Art. 62 – Não são abrangidos pelo regime previsto neste capítulo:

I – os empregados que exercem atividade externa incompatível com a fixação de horário de trabalho, devendo tal condição ser anotada na Carteira de Trabalho e Previdência Social e no registro de empregados;

II – os gerentes, assim considerados os exercentes de cargos e gestão, aos quais se equiparam, para efeito do disposto neste artigo, os diretores e chefes de departamento ou filial.
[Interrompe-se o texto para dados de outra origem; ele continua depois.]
PR #802, opened 2022-04-04
Add support for bring-your-own-vpc to aws-base

rabbitfang:
# Description
- Add vpc_id, public_subnet_ids, and private_subnet_ids fields to aws-base
- When set, will not create our own VPC but instead use the one provided
- Does not set up flow logs when using an existing VPC

# Safety checklist

- No change in terraform plan when using this code vs `main` branch when not using BYO-VPC.
- Manually created a VPC in the AWS console and tested using that VPC, verified that VPC was used when creating an EKS cluster via opta

### DIFF
--- a/modules/aws_base/aws-base.md
+++ b/modules/aws_base/aws-base.md
@@ -9,3 +9,14 @@ description: Sets up VPCs, a default KMS key, and the db/cache subnets for your 
 
 The defaults for this module are set to work 99% of the time, assuming no funny networking constraints (you'll know them
 if you have them), so in most cases, there is _no need to set any of the fields or know what the outputs do_.
+
+## Bring your own VPC
+To use an existing VPC with Opta, instead of having Opta create a new VPC, you must set the `vpc_id`, `public_subnet_ids`, and `private_subnet_ids` fields.
+Set `vpc_id` to the ID of the existing VPC you would like Opta to use.
+Set `public_subnet_ids` to the list of IDs of the public subnets in the VPC.
+Public subnets must have a route that connects to an internet gateway, and must be configured to assign public IP addresses.
+Set `private_subnet_ids` to the list of IDs of the private subnets in the VPC.
+Private subnets must have a route with a destination of `0.0.0.0/0` that points to a NAT gateway with a public IP address.
+
+IPv6 is not supported on VPCs that you bring.
+Those VPCs may work, but we do not verify Opta works properly with IPv6-only or dual-stack VPCs.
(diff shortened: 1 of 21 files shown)


modules/aws_base/tf_module/existing_vpc.tf
```diff
@@ -0,0 +1,37 @@
...
+  count = local.create_vpc ? 0 : 1
+  id    = var.vpc_id
+  state = "available"
+}
+
+data "aws_subnet" "public_subnets" {
+  for_each = local.create_vpc ? toset([]) : toset(var.public_subnet_ids)
+  id       = each.key
+  vpc_id   = var.vpc_id
+  # state    = "available"
```
RemyDeWolf, line 11: what was the story behind uncommenting the state for the various imported resources?
shall they be removed?

modules/aws_base/aws-base.md
```diff
@@ -9,3 +9,14 @@ description: Sets up VPCs, a default KMS key, and the db/cache subnets for your
...
 The defaults for this module are set to work 99% of the time, assuming no funny networking constraints (you'll know them
 if you have them), so in most cases, there is _no need to set any of the fields or know what the outputs do_.
+
+## Bring your own VPC
+To use an existing VPC with Opta, instead of having Opta create a new VPC, you must set the `vpc_id`, `public_subnet_ids`, and `private_subnet_ids` fields.
+Set `vpc_id` to the ID of the existing VPC you would like Opta to use.
+Set `public_subnet_ids` to the list of IDs of the public subnets in the VPC.
+Public subnets must have a route that connects to an internet gateway, and must be configured to assign public IP addresses.
+Set `private_subnet_ids` to the list of IDs of the private subnets in the VPC.
+Private subnets must have a route with a destination of `0.0.0.0/0` that points to a NAT gateway with a public IP address.
```
RemyDeWolf, line 19: suggestion: For the must-have listed here, what would happen if they don't have them?
would terraform fail in a way that inform the user about what's wrong?
we could also consider a pre hook to check for the requirements so we can provider a user with a clear error message if the terraform output will not be enough. 

if it's too complicated to do such thing, I think we can skip it, this documentation is pretty clear.

RemyDeWolf (commented):
If I understand well, this would work with any VPC, even if they have not used terraform to provision them, we just use terraform data source to import them? this is brilliant!

I have a few minor comments.
would also be great to have a CI test for this feature, but we can do it later in a different PR.

modules/aws_base/tf_module/existing_vpc.tf
juandiegopalomino: ^

juandiegopalomino (approved):
lgtm, except for the state = "available" question

modules/aws_base/aws-base.md
RemyDeWolf: Ok, may be we can just _document_ what to do if the user gets this error message, to save us opta support on it.

RemyDeWolf (approved):

PR #807, opened 2022-04-07
Global Accelerator and the reformed cloudfront experience

juandiegopalomino:
# Description
OK so this is a long one, but here's what's happening:

In Opta prior to this change, we were not handling dns routing to none-k8s-base well. Like if you had cloudfront with k8s-base and the dns module, Opta couldn't point the traffic to cloudfront, and moreover if someone wrote the records themselves, they would be overwritten by external-dns.

As I was writing the global accelerator, I realized that I was going to face the same problems and had to take a holistic approach in stream lining this process. tl;dr read the modified documents, cause now not only is it super straightforward, but along the way I gave first class support to manual overrides so that Opta can easily integrate with pre-existing dns even better.

Moreover, we are deprecating external-dns as now thanks to the AWS load balancer controller we can just maintain control of our route53 records within opta no problem

Oh, and global accelerator works as you'd think, tried it out my self and with nilesh, and worked great.

# Safety checklist

manually test extensively


RemyDeWolf (commented):
let's figure out if we should expose `enable_auto_dns`  in each relevant module or have a new field `module_root` in the dns module itself.

modules/aws_dns/aws-dns.yaml
```diff
@@ -42,6 +42,11 @@ inputs:
     user_facing: false
     description: Deprecated
     default: ""
+  - name: linked_module
+    user_facing: true
+    validator: str(required=False)
+    description: The module type (or name if given) to automatically add root dns records for.
+    default: ""
```
NitinAgg, line 49: Let's make default `k8s-base` instead of handling None in the code

juandiegopalomino: Valid point, but these defaults aren't exposed in the code-- they're only filled in once terraform generation is done.

NitinAgg: oh, ok.

modules/aws_k8s_base/aws_k8s_base.py
```diff
@@ -43,16 +40,32 @@ def process(self, module_idx: int) -> None:
...
+                self.module.data.get("cert_arn")
+                or f"${{{{module.{aws_dns_module.name}.cert_arn}}}}"
+            )
+            self.module.data["zone_id"] = (
+                self.module.data.get("zone_id")
+                or f"${{{{module.{aws_dns_module.name}.zone_id}}}}"
+            )
+
+        if (self.module.data.get("domain") is None) != (
+            self.module.data.get("zone_id") is None
```
nsarupr, line 66: Default value for `domain` and `zone_id` is an empty string...might cause unexpected behaviour

modules/aws_k8s_base/tf_module/variables.tf
```diff
@@ -15,6 +15,7 @@ locals {
     ssl-redirect : true
     force-ssl-redirect : true
   }), var.nginx_config)
+  load_balancer_name = "opta-${substr(var.layer_name, 0, 22)}-lb"
```
nsarupr, line 18: any reasons why we are using substrings?
And better if we need such a limit, it should go directly on the `layer_name`

modules/cloudfront_distribution/cloudfront-distribution.md
```diff
@@ -22,14 +22,13 @@ providers:
...
+    domain: staging.startup.com
+    delegated: false # Set to true when ready -- see the "Configure DNS" page
+    linked_module: cloudfront-distribution
   - type: cloudfront-distribution
-    # Uncomment the following and fill in to support your domain with ssl
-#    acm_cert_arn: "arn:aws:acm:us-east-1:XXXXXXXXXX:certificate/cert-id"
-#    domains:
-#      - "your.domain.com"
     links:
       - testmodule
```
nsarupr, line 33: Documentation refactor required.

modules/cloudfront_distribution/cloudfront_distribution.py
```diff
@@ -39,6 +39,25 @@ def process(self, module_idx: int) -> None:
                 "s3_log_bucket_name", f"${{{{{module_source}.s3_log_bucket_name}}}}"
             )
 
+        aws_dns_modules = self.layer.get_module_by_type("aws-dns", module_idx)
+        if len(aws_dns_modules) != 0 and aws_dns_modules[0].data.get("linked_module") in [
+            self.module.type,
+            self.module.name,
```
nsarupr, line 45: Should there be a restriction on the what linked_modules can accept?
Or rather some sort of warning or error log, otherwise the user might just add anything, and not know whether it is supposed to work or not.

modules/aws_k8s_base/aws_k8s_base.py
juandiegopalomino: they're only filled in once terraform generation is done, so they are None

modules/aws_k8s_base/tf_module/variables.tf
juandiegopalomino: because I got errors that the lb name was too long. I can't change to a new name cause that would break everybody, so I opted out for this one, which will keep everyone's name as is (because if they're longer than 22 characters they would have failed)

nsarupr: Then this is still a breaking change for existing users, as this could potentially change the Load balancer url for existing users.
Need to mention this in the Release Docs as such.

RemyDeWolf (approved):

modules/cloudfront_distribution/cloudfront_distribution.py
juandiegopalomino: @nsarupr added

nsarupr (approved):

PR #812, opened 2022-04-11
Feature (AWS): ami_type in k8s-cluster/aws-eks and aws-nodegroup modules

nsarupr:
# Description
New Feature: Give users the capability to choose the AMI type for the nodegroups in the cluster as well as additional nodegroups.

> Note: The already existing nodegroups and clusters will not be updated and will need to be recreated, if one wishes to change the AMI Type

> Note: For users who are using **AMI type: AL2_x86_64_GPU** using `use_gpu: true` input in **aws-nodegroup** can now switch to using `ami_type: AL2_x86_64_GPU` as well. 
> This will just edit the labels, i.e. `gpu : "true"` -> `ami_type : AL2_x86_64_GPU`
> Before:
> ```yaml
>   - type: aws-nodegroup
>     name: nodegroup1
>     spot_instances: true
>     use_gpu: true
>     min_nodes: 1
>     max_nodes: 3
> ```
> After
> ```yaml
>   - type: aws-nodegroup
>     name: nodegroup1
>     spot_instances: true
>     ami_type: "AL2_x86_64_GPU"
>     min_nodes: 1
>     max_nodes: 3
> ```

# Safety checklist

Tested Manually with the above changes to make sure this is backwards compatible.

### DIFF
--- a/modules/aws_eks/aws-eks.json
+++ b/modules/aws_eks/aws-eks.json
@@ -63,6 +63,11 @@
       "default": {},
       "description": "Custom launch template for the underlying ec2s."
     },
+    "ami_type": {
+      "type": "boolean",
+      "description": "The AMI type to use for the nodes.\nFor more information about this, please visit [here](https://docs.aws.amazon.com/eks/latest/APIReference/API_Nodegroup.html#AmazonEKS-Type-Nodegroup-amiType)\nNote: Currently, \"CUSTOM\" ami type is not supported.\n",
+      "default": "AL2_x86_64"
+    },
     "type": {
       "description": "The name of this module",
       "enum": [
--- a/modules/aws_nodegroup/aws-nodegroup.json
+++ b/modules/aws_nodegroup/aws-nodegroup.json
@@ -33,10 +33,10 @@
       "default": "t3.medium",
       "description": "The [ec2 instance type](https://aws.amazon.com/ec2/instance-types/) for the nodes."
     },
-    "use_gpu": {
+    "ami_type": {
       "type": "boolean",
-      "description": "Should we expect and use the gpus present in the ec2?",
-      "default": false
+      "description": "The AMI type to use for the nodes.\nFor more information about this, please visit [here](https://docs.aws.amazon.com/eks/latest/APIReference/API_Nodegroup.html#AmazonEKS-Type-Nodegroup-amiType)\nNote: Currently, \"CUSTOM\" ami type is not supported.\n",
+      "default": "AL2_x86_64"
     },
     "spot_instances": {
       "type": "boolean",
--- a/modules/aws_nodegroup/aws-nodegroup.json
+++ b/modules/aws_nodegroup/aws-nodegroup.json
@@ -38,6 +38,11 @@
       "description": "The AMI type to use for the nodes.\nFor more information about this, please visit [here](https://docs.aws.amazon.com/eks/latest/APIReference/API_Nodegroup.html#AmazonEKS-Type-Nodegroup-amiType)\nNote: Currently, \"CUSTOM\" ami type is not supported.\n",
       "default": "AL2_x86_64"
     },
+    "use_gpu": {
+      "type": "boolean",
+      "description": "Should we expect and use the gpus present in the ec2?\nNote: This input would be deprecated in the coming releases. Please switch to using `ami_type`\n",
+      "default": false
+    },
     "spot_instances": {
       "type": "boolean",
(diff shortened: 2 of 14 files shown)


juandiegopalomino (approved):
It looks good, but I worry if it will be too confusing for users who might just want something as simple as "Vanilla", "GPU", and "BottleRocket" as the "ami_type"-- prefer not to have them need to read the manual (because nobody likes doing that). This is just a personal preference and if @NitinAgg or @RemyDeWolf thinks this is fine, then we're good.

nsarupr:
> It looks good, but I worry if it will be too confusing for users who might just want something as simple as "Vanilla", "GPU", and "BottleRocket" as the "ami_type"-- prefer not to have them need to read the manual (because nobody likes doing that). This is just a personal preference and if @NitinAgg or @RemyDeWolf thinks this is fine, then we're good.

The request is genuine enough @juandiegopalomino but considering that we are using the actual enums for other places as well, such as when defining the `size` of a DB or when defining the which sort of cluster to use `RAPID/REGULAR` in GCP Cluster, I thought of using this.

modules/aws_eks/aws-eks.json
```diff
@@ -63,6 +63,11 @@
       "default": {},
       "description": "Custom launch template for the underlying ec2s."
     },
+    "ami_type": {
+      "type": "boolean",
+      "description": "The AMI type to use for the nodes.\nFor more information about this, please visit [here](https://docs.aws.amazon.com/eks/latest/APIReference/API_Nodegroup.html#AmazonEKS-Type-Nodegroup-amiType)\nNote: Currently, \"CUSTOM\" ami type is not supported.\n",
```
RemyDeWolf, line 68: minor: let's keep custom lowercase

RemyDeWolf: should we direct them over this page instead?
https://docs.aws.amazon.com/eks/latest/userguide/eks-optimized-amis.html
it has the Bottlerocket AMIs too

modules/aws_nodegroup/aws-nodegroup.json
```diff
@@ -33,9 +33,14 @@
...
     },
+    "ami_type": {
+      "type": "boolean",
+      "description": "The AMI type to use for the nodes.\nFor more information about this, please visit [here](https://docs.aws.amazon.com/eks/latest/APIReference/API_Nodegroup.html#AmazonEKS-Type-Nodegroup-amiType)\nNote: Currently, \"CUSTOM\" ami type is not supported.\n",
+      "default": "AL2_x86_64"
+    },
     "use_gpu": {
       "type": "boolean",
-      "description": "Should we expect and use the gpus present in the ec2?",
+      "description": "Should we expect and use the gpus present in the ec2?\nNote: This input would be deprecated in the coming releases. Please switch to using `ami_type`\n",
```
RemyDeWolf, line 43: Shoudl we say, which value they should use in ami_type? `AL2_x86_64_GPU` right

modules/aws_nodegroup/aws_nodegroup.py
```diff
@@ -0,0 +1,20 @@
...
+    def __init__(self, module: "Module", layer: "Layer"):
+        super().__init__(module, layer)
+
+    def process(self, module_idx: int) -> None:
+        self.__back_compat_use_gpu()
+        super(AwsNodegroup, self).process(module_idx)
+
+    def __back_compat_use_gpu(self) -> None:
+        if self.module.data.get("use_gpu", False):
+            self.module.data["ami_type"] = "AL2_x86_64_GPU"
```
RemyDeWolf, line 20: should we display the deprecation warning here? only if it's only 1 message to the user, so they will address it faster.

modules/aws_eks/aws-eks.json
nsarupr: Too much information and complexity for the User in just one go. If the users want, they can research the supported AMI types on their own. 
This would be much easier IMO, from the user's POV.

nsarupr: Let me test whether the lowercase can be directly used or not. What's the reasoning behind keeping it in all lower cases?

modules/aws_nodegroup/aws-nodegroup.json
nsarupr: Yeah, the `ami_type` is correct, but not sure whether it should be mentioned in the Documentation. We are keeping this currently support for now, but when we remove this from the usage completely, then we can add this.

RemyDeWolf (approved):

PR #813, opened 2022-04-11
Unhide opta output command

NitinAgg:
# Description

# Safety checklist

YOUR_ANSWER


bigbitbus (approved):
lgtm...are there other hidden=True commands that should be "revealed" in help as well?

PR #182, opened 2019-02-19
Add kernel object file as compilation artifact

Naghasan:
Allow an easier access to the kernel binary for inspection

### DIFF
--- a/cmake/Modules/FindComputeCpp.cmake
+++ b/cmake/Modules/FindComputeCpp.cmake
@@ -31,6 +31,7 @@
 
 cmake_minimum_required(VERSION 3.4.3)
 include(FindPackageHandleStandardArgs)
+include(ComputeCppIRMap)
 
 set(COMPUTECPP_USER_FLAGS "" CACHE STRING "User flags for compute++")
 separate_arguments(COMPUTECPP_USER_FLAGS)
@@ -230,7 +231,7 @@ function(__build_ir)
   # using the same source file will be generated with a different rule.
   set(baseSyclName ${CMAKE_CURRENT_BINARY_DIR}/${SDK_BUILD_IR_TARGET}_${sourceFileName})
   set(outputSyclFile ${baseSyclName}.sycl)
-  set(outputDeviceFile ${baseSyclName}.o)
+  set(outputDeviceFile ${baseSyclName}.${IR_MAP_${COMPUTECPP_BITCODE}})
   set(depFileName ${baseSyclName}.sycl.d)
 
   set(include_directories "$<TARGET_PROPERTY:${SDK_BUILD_IR_TARGET},INCLUDE_DIRECTORIES>")
--- a/cmake/Modules/FindComputeCpp.cmake
+++ b/cmake/Modules/FindComputeCpp.cmake
@@ -230,6 +230,7 @@ function(__build_ir)
   # using the same source file will be generated with a different rule.
   set(baseSyclName ${CMAKE_CURRENT_BINARY_DIR}/${SDK_BUILD_IR_TARGET}_${sourceFileName})
   set(outputSyclFile ${baseSyclName}.sycl)
+  set(outputDeviceFile ${baseSyclName}.o)
   set(depFileName ${baseSyclName}.sycl.d)
 
   set(include_directories "$<TARGET_PROPERTY:${SDK_BUILD_IR_TARGET},INCLUDE_DIRECTORIES>")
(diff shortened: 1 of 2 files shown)


cmake/Modules/FindComputeCpp.cmake
```diff
@@ -308,7 +310,7 @@ function(__build_ir)
 
   if(NOT MSVC)
     # Add a custom target for the generated integration header
-    add_custom_target(${headerTargetName} DEPENDS ${outputSyclFile})
+    add_custom_target(${headerTargetName} DEPENDS ${outputDeviceFile} ${outputSyclFile})
```
Ruyk: I think the documentation at the top of the file should be updated referring to the fact that now we output the bc file as well as the sycl one

Naghasan: good point, fixed now

mmha: The object file isn't really a dependency of the header target.

cmake/Modules/FindComputeCpp.cmake
```diff
@@ -230,6 +230,7 @@ function(__build_ir)
   # using the same source file will be generated with a different rule.
   set(baseSyclName ${CMAKE_CURRENT_BINARY_DIR}/${SDK_BUILD_IR_TARGET}_${sourceFileName})
   set(outputSyclFile ${baseSyclName}.sycl)
+  set(outputDeviceFile ${baseSyclName}.o)
```
DuncanMcBain: Does this output an object file now, or is this a bitcode file? FindComputeCpp.cmake doesn't use -sycl-driver yet (my fault, I never really tried hard to add it in a sensible way)

cmake/Modules/FindComputeCpp.cmake
Naghasan: Kind of, the content of the object file is in the sycl file :P 

More rational, this allow automatic regeneration of the object file, and if one file needs regeneration then the other needs it as well.

cmake/Modules/FindComputeCpp.cmake
Naghasan: This output the kernel in the requested format, so it will be bitcode for SPIR or the binary blob for SPIRV etc. The .o is just used as a generic extension.

DuncanMcBain: Ah, I see. I was slightly confused by the .o suffix, so could we maybe switch to .bc? Or we could also use the value of COMPUTECPP_BITCODE, which would at least indicate what the file contains, even if it's not the "real" file extension. Let me know your thoughts :)

cmake/Modules/FindComputeCpp.cmake
mmha: It is not consumed by the SYCL program. Therefore it does not depend on it.

There's nothing really *wrong* here, it just doesn't feel clean.

Side note: you could make the object file a `BYPRODUCT` instead of an `OUTPUT` if it only serves debug purposes.

> More rational, this allow automatic regeneration of the object file, and if one file needs regeneration then the other needs it as well.

With this change the SYCL translation unit is rebuilt when the object file or the integration header changes. Since integration header and object file are built by the same command, there will be no semantic difference.

cmake/Modules/FindComputeCpp.cmake
Naghasan: No matter what we pick it is going to be confusing, it should be .s for ptx, .bc for SPIR and .spv for SPIRV...

DuncanMcBain: I was thinking about this and you could do something like:
```CMake
set(IR_MAP_spir64 bc)
set(IR_MAP_ptx64 s)
# later...
set(outputDeviceFile ${baseSyclName}.${IR_MAP_${COMPUTECPP_BITCODE}})
```

Kind of nasty, but would get accurate file names every time!

Naghasan: That looks nasty to me, but if this can avoid confusion why not

DuncanMcBain: I tried my hand at adding it, and I think putting it in its own file is the easiest option for now - I prepared a patch if that helps:
```diff
diff --git a/cmake/Modules/ComputeCppIRMap.cmake b/cmake/Modules/ComputeCppIRMap.cmake
new file mode 100644
index 0000000..b3dd770
--- /dev/null
+++ b/cmake/Modules/ComputeCppIRMap.cmake
@@ -0,0 +1,17 @@
+cmake_minimum_required(VERSION 3.4.3)
+
+# These should match the types of IR output by compute++
+set(IR_MAP_spir bc)
+set(IR_MAP_spir64 bc)
+set(IR_MAP_spir32 bc)
+set(IR_MAP_spirv spv)
+set(IR_MAP_spirv64 spv)
+set(IR_MAP_spirv32 spv)
+set(IR_MAP_aorta-x86_64 o)
+set(IR_MAP_aorta-aarch64 o)
+set(IR_MAP_custom-spir64 bc)
+set(IR_MAP_custom-spir32 bc)
+set(IR_MAP_custom-spirv64 spv)
+set(IR_MAP_custom-spirv32 spv)
+set(IR_MAP_ptx64 s)
+set(IR_MAP_amdgcn s)
diff --git a/cmake/Modules/FindComputeCpp.cmake b/cmake/Modules/FindComputeCpp.cmake
index 66d6538..98809bb 100644
--- a/cmake/Modules/FindComputeCpp.cmake
+++ b/cmake/Modules/FindComputeCpp.cmake
@@ -31,6 +31,7 @@
 
 cmake_minimum_required(VERSION 3.4.3)
 include(FindPackageHandleStandardArgs)
+include(ComputeCppIRMap)
 
 set(COMPUTECPP_USER_FLAGS "" CACHE STRING "User flags for compute++")
 separate_arguments(COMPUTECPP_USER_FLAGS)
@@ -230,7 +231,7 @@ function(__build_ir)
   # using the same source file will be generated with a different rule.
   set(baseSyclName ${CMAKE_CURRENT_BINARY_DIR}/${SDK_BUILD_IR_TARGET}_${sourceFileName})
   set(outputSyclFile ${baseSyclName}.sycl)
-  set(outputDeviceFile ${baseSyclName}.o)
+  set(outputDeviceFile ${baseSyclName}.${IR_MAP_${COMPUTECPP_BITCODE}})
   set(depFileName ${baseSyclName}.sycl.d)
 
   set(include_directories "$<TARGET_PROPERTY:${SDK_BUILD_IR_TARGET},INCLUDE_DIRECTORIES>")
```
I took the list of IR formats from `compute++` listing what the acceptable options to `-sycl-target` are.

PR #183, opened 2019-02-19
Fix non forward declarable SYCL kernel names

Naghasan:
Some kernel names were not forward declarable, which is illegal in SYCL 1.2.1.
Add a forward declaration to those kernel name to make them globally visible.

### DIFF
--- a/samples/opencl-c-interop/opencl-c-interop.cpp
+++ b/samples/opencl-c-interop/opencl-c-interop.cpp
@@ -33,6 +33,8 @@
 
 using namespace cl::sycl;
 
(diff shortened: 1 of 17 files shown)


samples/opencl-c-interop/opencl-c-interop.cpp
```diff
@@ -33,6 +33,8 @@
 
 using namespace cl::sycl;
 
+class pow_comp;
```
DuncanMcBain: This one hasn't removed the `class` from the call site, not an error but would be consistent

PR #184, opened 2019-02-21
Remove deprecated function calls from placeholder accessor test

ProGTX:
1. Re-assign accessors instead of calling `require`
2. Removed the use of `this` as a kernel


Ruyk:
@ProGTX  can you also remove the usage of c++14 lambdas from the test before merging?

§ único – O regime previsto neste capítulo será aplicável aos empregados mencionados no inciso II deste artigo, quando o salário do cargo de confiança, compreendendo a gratificação de função, se houver, for inferior ao valor do respectivo salário efetivo acrescido de 40%.

O art. 62 da CLT, excepciona os empregados que são dispensados do controle de jornada, mas é bastante rígida a sua aplicação  do ponto de vista da jurisprudência.

Entende-se que o “poder de gestão” deve ser exercido de forma plena, para que se caracterize a função de confiança. De forma plena, quer dizer que existe nas mãos desse empregado o poder de DECIDIR (sozinho) sobre as admissões, penalizações, e demissões dos seus subordinados diretos.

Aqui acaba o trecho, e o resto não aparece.